チャトゥルサナ
子供の姿をした4人の神様
チャトゥルサナとは、ヒンドゥー教の聖典『バーガヴァタ・プラーナ』に登場する、4人の神様のことです。童子の姿をしていることから、「4人のクマーラ(童子)」とも呼ばれます。童子の姿で描かれるのは、彼らがヒンドゥー教の聖典を学び、悟りを開いたのが4~5歳の頃だとされているからです。それぞれの名前と意味は以下の通りです。
- サナカ(古代)
- サエンダナ(至福)
- サエタナ(永遠)
- サナト(永遠の若者)
彼らは、ブラフマーという神様から誕生しました。ブラフマーはヒンドゥー教の創造神で、ヴィシュヌ神やシヴァ神とともに最高神に位置づけられた神様です。ブラフマーには河の女神であるサラスヴァティーという妻がいますが、チャトゥルサナは2人の子ではありません。なぜなら、チャトゥルサナはブラフマーが自分の精神から生み出した子たちだからです。ブラフマーは自分の御業をサポートさせるため、チャトゥルサナに子孫を作ってほしいと思っていましたが、彼らはブラフマチャーリヤ(禁欲)を守り通し、ヴィシュヌ神へその身を捧げ、至高の存在へとのぼりました。
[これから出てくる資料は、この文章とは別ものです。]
PR #441, opened 2021-06-17
Follow skip forward/back length on ExoPlayer

### LINKED ISSUE #84: Skip forward and back doesn't follow settings in exoplayer
Pressing the right side of the screen doesn't skip the set 30s but only 5s

**To Reproduce**
1. Set forward and back skip to 30 seconds in settings
2. Start video
3. Skip forward and backward by double tapping the sides of the screen

 - App version: 2.0.0-rc.2
 - Android version: Android 10
 - Device manufacturer and model: OnePlus 6t
 - Jellyfin server version: 10.6.3
 - The type of video player implementation use: integrated player (Exoplayer)

CarlosOlivo:
Closes #84

### DIFF
--- a/app/src/main/java/org/jellyfin/mobile/controller/ApiController.kt
+++ b/app/src/main/java/org/jellyfin/mobile/controller/ApiController.kt
@@ -3,17 +3,13 @@ package org.jellyfin.mobile.controller
 import kotlinx.coroutines.Dispatchers
 import kotlinx.coroutines.withContext
 import org.jellyfin.mobile.AppPreferences
-import org.jellyfin.mobile.model.DisplayPreferences
 import org.jellyfin.mobile.model.sql.dao.ServerDao
 import org.jellyfin.mobile.model.sql.dao.UserDao
 import org.jellyfin.mobile.model.sql.entity.ServerEntity
-import org.jellyfin.mobile.utils.Constants.DEFAULT_SEEK_TIME_MS
 import org.jellyfin.sdk.api.client.ApiClient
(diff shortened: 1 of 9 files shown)


Maxr1998 (approved):

Maxr1998:
Add an extra model class to store the display preferences, that way the number only has to be parsed once. Rest works well.

app/src/main/java/org/jellyfin/mobile/controller/ApiController.kt
```diff
@@ -63,11 +72,35 @@ class ApiController(
...
+                    displayPreferencesId = "usersettings",
+                    client = "emby"
+                )
+
+                val customPrefs = displayPreferences.customPrefs
+
+                DisplayPreferences(
+                    skipBackLength = customPrefs?.get("skipBackLength")?.toLongOrNull() ?: DEFAULT_SEEK_TIME_MS,
+                    skipForwardLength = customPrefs?.get("skipForwardLength")?.toLongOrNull() ?: DEFAULT_SEEK_TIME_MS
+                )
```
nielsvanvelzen, line 94: Should use constants for these

nielsvanvelzen (changes requested):
Instead of adding a fragile HTTP interceptor it might be easier to just GET the display preferences when the player starts. That should be more reliable.

Maxr1998:
True that, I'll do that.

nielsvanvelzen (approved):

Maxr1998 (approved):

彼らは年を取っても変わらず子供の姿のまま、この宇宙を放浪していると考えられています。
サナト・クマーラとは
4人の中でも単体で聖典に頻繁に登場するのが、サナトです。サナト・クマーラは「永遠の若者」を司ります。彼が登場する聖典は、近代神智学やニューエイジにも取り入れられています。近代神智学では「サナット・クマラ」と記述され、「炎の主(Lords of the Flame)」という超然的な存在の一人のことを指します。地球のロゴス(地球の創造神)から「物質界を繁栄させよ」との命を受け、サナト・クマーラを含む「炎の主」104人は、およそ1850万年前に金星からやってきました。その中でサナト・クマーラはエーテル体を身にまとい、人類の進化を促進・指導する「マハトマ」という偉大なリーダーとして位置づけられています。このように、チャトゥルサナの中でもとりわけ「サナト・クマーラ」は、近代神智学やニューエイジの教義に影響を与えたのです。